Work instructions:
Type out each entry exactly.

___ Data for analysis ___

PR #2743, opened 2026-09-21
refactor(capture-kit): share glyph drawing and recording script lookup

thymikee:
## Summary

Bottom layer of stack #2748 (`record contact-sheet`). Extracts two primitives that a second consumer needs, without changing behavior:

___

Your solution:
PR #2743, opened 2026-09-21
refactor(capture-kit): share glyph drawing and recording script lookup

thymikee:
## Summary

Bottom layer of stack #2748 (`record contact-sheet`). Extracts two primitives that a second consumer needs, without changing behavior:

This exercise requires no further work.